PMRC dapat digunakan sebagai cara untuk memperkenalkan kekeliruan logis lebih lanjut, seperti kekeliruan emosional (misalnya, Slovic dan Peters, 2006). ) dan argumen dari otoritas ( Smith, 2010 ). Bukti yang menjadi dasar keputusan PRMC sepenuhnya bersifat anekdot, dan anekdot tersebut sangat emosional. Sementara anggota PMRC menggambarkan diri mereka sebagai ahli, tidak ada anggota yang memiliki keahlian yang memadai dalam memahami perilaku manusia. PMRC adalah titik diskusi yang ideal, karena penelitian telah dilakukan untuk menunjukkan bahwa klaim yang dibuat oleh organisasi tersebut tidak benar.
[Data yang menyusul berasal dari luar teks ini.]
PR #92, opened 2024-04-30
Allow intersection types as payload, and nesting payloads

masad-frost:
Intersection of objects is useful when defining a schema.

There's also the issue that you can't nest unions (or intersections), ideally we write our types to allow infinite nesting as long as it bottoms out at objects, but that leads to infinite type checker recursion.
i.e. we can't do this
```ts
type PayloadType =
  | TObject
  | TUnion<Array<PayloadType>>
  | TIntersect<Array<PayloadType>>;
```

So wrote the nesting manual to allow 3 layers, hopefully that's enough for most schemas.

(courtesy of @Monkatraz)

### DIFF
--- a/router/procedures.ts
+++ b/router/procedures.ts
@@ -28,10 +28,37 @@ export type ValidProcType =
   // Bidirectional stream (potentially preceded by an initialization message) (n:n).
   | 'stream';
 
+type PayloadType0 =
+  | TObject
+  | TUnion<Array<TObject>>
+  | TIntersect<Array<TObject>>;
+
+type PayloadType1 =
+  | TObject
+  | TUnion<Array<PayloadType0>>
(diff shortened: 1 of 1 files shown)


router/procedures.ts
```diff
@@ -28,10 +35,37 @@ export type ValidProcType =
...
+
+type PayloadType1 =
+  | TObject
+  | TUnion<Array<PayloadType0>>
+  | TIntersect<Array<PayloadType0>>;
+
+type PayloadType2 =
+  | TObject
+  | TUnion<Array<PayloadType1>>
+  | TIntersect<Array<PayloadType1>>;
```
jackyzha0, line 51: can we use https://github.com/sinclairzx81/typebox#recursive-types for this?

masad-frost:
#93

PR #93, opened 2024-05-01
loosen payload type requirement

jackyzha0:
supersedes https://github.com/replit/river/pull/92

### DIFF
--- a/__tests__/e2e.test.ts
+++ b/__tests__/e2e.test.ts
@@ -19,6 +19,7 @@ import {
   TestServiceSchema,
   UploadableServiceSchema,
   OrderingServiceSchema,
+  NonObjectSchemas,
 } from './fixtures/services';
 import { UNCAUGHT_ERROR } from '../router/result';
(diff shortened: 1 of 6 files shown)


masad-frost (approved):
【﻿ｂａｓｅｄ】


image

masad-frost:
Probably nothing wrong with non-object schemas

jackyzha0:
> Probably nothing wrong with non-object schemas

yeah we'll probably want to make sure codegen still works with this but otherwise seems fine 🤷

masad-frost:
Only thing is that we run into the off chance of something inventing a type that's not serializable to json schema

jackyzha0:
> Only thing is that we run into the off chance of something inventing a type that's not serializable to json schema

i believe everything `TSchema` represents can be serialized into json schema? 👀

bradymadden97:
This will be better for agent RPCs too. Less tokens, less complexity building the types, etc.

PR #98, opened 2024-05-03
RFC: handle bad messages

masad-frost:
I ran into a situation where my pid2 didn't have a procedure I was using on the client, and things just hanged :(.

Just an RFC, no implementation.

Left comments and suggestions. But here's a summary:
- We add a new error `INVALID_REQUEST`. We use it to respond to bad requests
- We start aggressively disconnecting clients that are misbehave

### DIFF
--- a/router/result.ts
+++ b/router/result.ts
@@ -28,10 +28,12 @@ export type RiverError =
 
 export const UNCAUGHT_ERROR = 'UNCAUGHT_ERROR';
 export const UNEXPECTED_DISCONNECT = 'UNEXPECTED_DISCONNECT';
+export const INVALID_REQUEST = 'INVALID_REQUEST';
 export const RiverUncaughtSchema = Type.Object({
   code: Type.Union([
     Type.Literal(UNCAUGHT_ERROR),
     Type.Literal(UNEXPECTED_DISCONNECT),
+    Type.Literal(INVALID_REQUEST),
   ]),
   message: Type.String(),
 });
--- a/router/server.ts
+++ b/router/server.ts
@@ -119,8 +119,13 @@ class RiverServer<Services extends ServiceSchemaMap> {
       log?.info(
         `${this.transport.clientId} -- got msg with destination that isn't the server, ignoring`,
       );
+
+      // This is a bad client
+      // TODO disconnect session
       return;
     }
+
+    // TODO check if TransportMessageSchema is satisfied
 
     let procStream = this.streamMap.get(message.streamId);
     const isInitMessage = !procStream;
@@ -167,14 +172,20 @@ class RiverServer<Services extends ServiceSchemaMap> {
         `${this.transport.clientId} -- can't create a new procedure stream from a message that doesn't have the stream open bit set`,
       );
       log?.debug(` -> ${JSON.stringify(message)}`);
+
+      // This is a bad client
+      // TODO: disconnect session.
       return;
     }
 
     if (!message.procedureName || !message.serviceName) {
-      log?.warn(
+      log?.error(
         `${this.transport.clientId} -- missing procedure or service name in stream open message`,
       );
       log?.debug(` -> ${JSON.stringify(message)}`);
+
+      // This is a bad client
+      // TODO: disconnect session.
       return;
     }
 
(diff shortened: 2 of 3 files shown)


router/result.ts
```diff
@@ -28,10 +28,12 @@ export type RiverError =
 
 export const UNCAUGHT_ERROR = 'UNCAUGHT_ERROR';
 export const UNEXPECTED_DISCONNECT = 'UNEXPECTED_DISCONNECT';
+export const INVALID_REQUEST = 'INVALID_REQUEST';
 export const RiverUncaughtSchema = Type.Object({
   code: Type.Union([
     Type.Literal(UNCAUGHT_ERROR),
     Type.Literal(UNEXPECTED_DISCONNECT),
+    Type.Literal(INVALID_REQUEST),
```
masad-frost, line 36: This is probably protocol major bump

router/server.ts
```diff
@@ -119,9 +119,14 @@ class RiverServer<Services extends ServiceSchemaMap> {
       log?.info(
         `${this.transport.clientId} -- got msg with destination that isn't the server, ignoring`,
       );
+
+      // This is a bad client
+      // TODO disconnect session
       return;
     }
 
+    // TODO check if TransportMessageSchema is satisfied
```
masad-frost, line 128: This is already checked in the transport, nvm

bradymadden97:
What's the benefit to disconnecting clients that are sending invalid requests? Over just responding to them w/ "Invalid Request" Are there analogs to that in other protocols? Thinking of like LSP I don't believe it ends connections after bad messages, it just responds w/ errors to those messages.

router/server.ts
```diff
@@ -167,21 +172,32 @@ class RiverServer<Services extends ServiceSchemaMap> {
...
     }
 
     if (!(message.serviceName in this.services)) {
       log?.warn(
         `${this.transport.clientId} -- couldn't find service ${message.serviceName}`,
       );
+
+      // Either a bad client or backwards incompatible mismatched versions between client and server
+      // TODO: disconnect session
+      // TODO alternative 1: respond with an error message
```
masad-frost, line 199: luis says this one

router/server.ts
```diff
@@ -191,6 +207,11 @@ class RiverServer<Services extends ServiceSchemaMap> {
       log?.warn(
         `${this.transport.clientId} -- couldn't find a matching procedure for ${message.serviceName}.${message.procedureName}`,
       );
+
+      // Either a bad client or backwards incompatible mismatched versions between client and server
+      // TODO: disconnect session
+      // TODO alternative 1: respond with an error message
```
masad-frost, line 213: luis says this one

router/server.ts
```diff
@@ -167,21 +172,32 @@ class RiverServer<Services extends ServiceSchemaMap> {
...
 
     if (!message.procedureName || !message.serviceName) {
-      log?.warn(
+      log?.error(
         `${this.transport.clientId} -- missing procedure or service name in stream open message`,
       );
       log?.debug(` -> ${JSON.stringify(message)}`);
+
+      // This is a bad client
+      // TODO: disconnect session.
```
masad-frost, line 188: send back an error instead

router/server.ts
```diff
@@ -167,21 +172,32 @@ class RiverServer<Services extends ServiceSchemaMap> {
         `${this.transport.clientId} -- can't create a new procedure stream from a message that doesn't have the stream open bit set`,
       );
       log?.debug(` -> ${JSON.stringify(message)}`);
+
+      // This is a bad client
+      // TODO: disconnect session.
```
masad-frost, line 177: this could be a bad server too

masad-frost:
> What's the benefit to disconnecting clients that are sending invalid requests? Over just responding to them w/ "Invalid Request" Are there analogs to that in other protocols? Thinking of like LSP I don't believe it ends connections after bad messages, it just responds w/ errors to those messages.

Depends on how gracefully someone can recover from an error, certain errors can mean every future message by the client will be wrong (e.g. a wrong sequence number), we don't want to keep the client lying around spamming the server with errors.

bradymadden97:
> Depends on how gracefully someone can recover from an error, certain errors can mean every future message by the client will be wrong (e.g. a wrong sequence number), we don't want to keep the client lying around spamming the server with errors.

Sure, I think we could separate those out though, no? Like a malformed payload doesn't mean every subsequent payload will be malformed.

masad-frost:
closing for now, we're kind of blocked on making the close functionality more robust as described in #111

PR #99, opened 2024-05-03
add disposable to stream

jackyzha0:


Monkatraz (approved):
lgtm, honestly I forgot this wasn't a feature since it seems so natural

PR #103, opened 2024-05-07
structured logging

jackyzha0:
## Why

- we'd like to be able to be more intelligent about what we log and how
- this will enable things like selectively forwarding server logs to the browser, adding metadata fields to datadog, etc.

## What changed

- changed the logger interface
- rely on metadata obj rather than string formatting

## Versioning


logging/index.ts
```diff
@@ -1,69 +1,89 @@
...
+interface LogMessage {
+  level: keyof typeof LoggingLevels;
+  message: string;
+  metadata?: MessageMetadata;
+}
+
 type LoggingLevel = keyof typeof LoggingLevels;
-export type Logger = {
+
+export type LogFn = (msg: LogMessage) => void;
```
masad-frost, line 29: Most logging libraries do `(msg: string, data: Record<string, unknown>)`, we should probably stick to that, most have specific functions for the level, but I've seen logdna and datadog also provide a more generic function that accepts a third argument for the level.

logging/index.ts
```diff
@@ -1,69 +1,89 @@
...
- * Sets the minimum logging level for the logger.
- * @param level - The minimum logging level to set.
+ * The global River logger instance.
  */
-export function setLevel(level: LoggingLevel) {
-  if (log) {
-    log.minLevel = level;
-  }
+export let log: Logger | undefined = undefined;
+export function bindLogger(fn: LogFn, level?: LoggingLevel) {
```
masad-frost, line 86: I feel like we should accept a logger shape here `LogFn | { error: LogFn, warn: LogFn, info: LogFn, debug: LogFn }`, I think it'd be much easier for us with datadog.

logging/index.ts
```diff
@@ -1,69 +1,89 @@
...
+  warn: '\u001b[33m',
+  error: '\u001b[31m',
+};
+
+export const coloredStringLogger: LogFn = (msg) => {
+  const color = colorMap[msg.level];
+  return `${color}${msg.level}\u001b[0m ${msg.message}`;
+};
+
+export const jsonLogger: LogFn = JSON.stringify;
```
masad-frost, line 80: how are these loggers? They just format messages.

logging/index.ts
```diff
@@ -1,69 +1,89 @@
...
 /**
- * Sets the minimum logging level for the logger.
- * @param level - The minimum logging level to set.
+ * The global River logger instance.
  */
-export function setLevel(level: LoggingLevel) {
-  if (log) {
-    log.minLevel = level;
-  }
+export let log: Logger | undefined = undefined;
```
masad-frost, line 85: It seems like the logger isn't meant for re-consumptions, just internal use, we should try to remove it from public interface

masad-frost (changes requested):

masad-frost (approved):

logging/index.ts
```diff
@@ -1,69 +1,91 @@
...
+  }
 
-/**
- * Unbinds the logger so subsequent logs do not call
- * the write callback previously provided to {@link bindLogger}
- */
-export function unbindLogger() {
-  log = undefined;
+  info(msg: string, metadata?: MessageMetadata) {
+    if (LoggingLevels[this.minLevel] > LoggingLevels.info) return;
```
bradymadden97, line 47: lol why not just write a normal conditional wrapping this.output? we don't have code like this really anywhere else at replit

transport/message.ts
```diff
@@ -103,7 +103,7 @@ export const OpaqueTransportMessageSchema = TransportMessageSchema(
  *   contain any payload that is relevant to the application so should not be delivered.
  * @template Payload The type of the payload.
  */
-export interface TransportMessage<Payload = Record<string, unknown>> {
+export interface TransportMessage<Payload = unknown> {
```
bradymadden97, line 106: why were all of these changed, i don't think i understand

logging/index.ts
```diff
@@ -1,69 +1,91 @@
...
 const LoggingLevels = {
   debug: -1,
   info: 0,
   warn: 1,
   error: 2,
 } as const;
-
 type LoggingLevel = keyof typeof LoggingLevels;
+
+export type LogFn = (
```
bradymadden97, line 12: what would be helpful, to unblock https://github.com/replit/repl-it-web/pull/44111, would be to provide some information that a particular log is coming from within river, so we can not forward it. otherwise this doesn't really help us filter out and avoid the infinite loops

transport/message.ts
jackyzha0: this is just misc type cleanup following https://github.com/replit/river/commit/83af11d57ea8c5a8aaca52d254425117159180e4

logging/index.ts
jackyzha0: just choosing to early return here

bradymadden97 (approved):
nice!!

Berlawanan dengan kekhawatiran PMRC, orang-orang yang menjadi penggemar musik heavy metal di masa remaja bernasib lebih baik dalam banyak aspek kehidupan dewasa mereka daripada orang yang bukan penggemar. Howe dkk. (2015) mensurvei orang-orang yang merupakan remaja penggemar heavy metal di tahun 1980-an. Dibandingkan dengan mahasiswa dan kelompok pembanding setengah baya, penggemar heavy metal melaporkan bahwa mereka lebih bahagia selama masa remaja, dan lebih menyesuaikan diri saat dewasa 7 .

Sedangkan Howe et al. (2015) studi menunjukkan bahwa mendengarkan musik heavy metal tampaknya tidak memiliki efek jangka panjang yang negatif, bagaimana dengan dampak mendengarkan musik agresif pada orang-orang yang merupakan penggemar heavy metal? PMRC mengklaim bahwa mendengarkan musik yang bermasalah akan menyebabkan agresi. Sharman dan Dingle (2015) menemukan bahwa mendengarkan musik ekstrem justru meningkatkan emosi positif bagi orang yang menikmati jenis musik tersebut. Data menunjukkan bahwa PMRC sebaiknya mengarahkan perhatian mereka ke tempat lain.

Heavy metal tentu bukan satu-satunya topik, apalagi musik, yang diasosiasikan dengan perilaku bermasalah. Instruktur didorong untuk menggunakan pendekatan Cialdini dalam membawa misteri ke kelas dengan elemen budaya pop lainnya, seperti film, videogame, buku komik, dan bentuk musik lainnya untuk mempromosikan pemikiran ilmiah. Nilai penggunaan contoh dalam heavy metal adalah bahwa instruktur dapat merujuk pada penelitian yang menyoroti secara langsung hubungan antara bahaya dan gaya musik ini.

Dengan menggunakan contoh-contoh dari musik heavy metal, instruktur dapat mengajukan pertanyaan tentang hubungan antara bahaya dan heavy metal, memungkinkan siswa untuk mempertimbangkan klaim tersebut, menerapkan keterampilan berpikir kritis, mengusulkan bagaimana klaim tersebut harus diuji, dan akhirnya memecahkan misteri dengan data dari literatur yang relevan.